Nikos Spanoudakis is an Assistant Professor at the Department of Electronic Engineering of Hellenic Mediterranean University , with concurrent research collaboration at Technical University of Crete . He holds a PhD in Computer Science (Artificial Intelligence) from Paris Descartes University (2009, "Très Honorable"), an MSc in Organization and Administration from Technical University of Crete, and a Diploma in Computer Engineering and Informatics from University of Patras. Research Focus: Multi-Agent Systems (AOSE, Computational Argumentation), Model-Driven Engineering , Smart Buildings , IoT , and Artificial Intelligence Applications in Ambient Intelligence, Finance, and Education Key Contributions: Created ASEME Methodology and AMOLA Language for agent modeling, developed Gorgias-B argumentation framework, and designed Kouretes Statechart Editor for robotic behavior specification His recent publications reveal a strong trend in Explainable AI (2023: Explainable Argumentation as a Service ), Smart Energy Systems (2025: Engineering IoT-Based Open MAS for Large-Scale V2G/G2V ), and EdTech Innovations (2024: Role Assignment in Programming Courses ). He has received prestigious ACM Senior Member (2023) and IEEE Senior Member (2012) distinctions, along with teaching recognition (2021) from Technical University of Crete. Academic Leadership: Serves as Editor for Springer Nature's Computer Science journal and has reviewed for 15+ top-tier publications including IEEE Intelligent Systems and Journal of Web Semantics Conference Involvement: Program Committee Member for 20+ international conferences (IJCAI, ECAI, AAMAS, AAAI) and organizer of multiple European Agent Systems Summer Schools
National and Kapodistrian University of AthensGreece
Kaliakatsos Papakostas Maximos is an Associate Professor in AI in Music at the Department of Music Technology and Acoustics, Hellenic Mediterranean University, where he also directs the MSc program in Sound and Music Technologies. He collaborates with the Athena Research and Innovation Centre and the Cognitive and Computational Musicology Group at Aristotle University of Thessaloniki. His research focuses on computational creativity, neural networks in music understanding, evolutionary algorithms for harmony and rhythm generation, and interactive music systems. He develops applications like Genius Jam Tracks and contributes to open-source projects such as the CHAMELEON harmonisation system.
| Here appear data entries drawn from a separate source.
PR #48438, opened 2026-05-16
[processor/tailsampling] Add feature gate to default ottl_condition error_mode to ignore

### LINKED ISSUE #48420: [processor/tailsampling] Change default `error_mode` to `ignore`

highlyavailable:
#### Description

The `ottl_condition` policy's `error_mode` defaults to `propagate`, which can drop otherwise valid data when an OTTL condition fails to evaluate. This adds the `processor.tailsamplingprocessor.errormodeignore` feature gate as the first step toward defaulting that to `ignore`, where condition errors are logged and processing continues.

The gate is `alpha` and off by default, so nothing changes for users yet. When it is enabled, an unset `error_mode` defaults to `ignore`. An `error_mode` set explicitly in a policy always takes precedence over the gate.

#### Link to tracking issue

Fixes #48420

#### Testing

Added a unit test covering both gate states. The existing processor test suite passes.

#### Documentation

Added a README section, a `documentation.md` feature gate row, and a changelog entry.


highlyavailable:
Closing this as a duplicate. I missed that #48424, #48425, and #48435 already cover this issue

His work bridges music theory, AI, and technology, with applications in mobile music tools and cognitive modeling. Research Interests : Computational Creativity through Machine Learning and Conceptual Blending Neural Networks in Music Generation and Analysis Evolutionary Computation for Musical Structures Human-Computer Interactive Systems for Improvisation Cognitive Models of Musical Perception Labs & Collaborations : Collaborating Researcher at Athena Research Centre Partnership with the Cognitive and Computational Musicology Group (Aristotle University) Development of open-source tools like CHAMELEON and GCT_py Grants & Projects : Not explicitly listed in provided texts, but his GitHub activity suggests ongoing research in AI music technologies.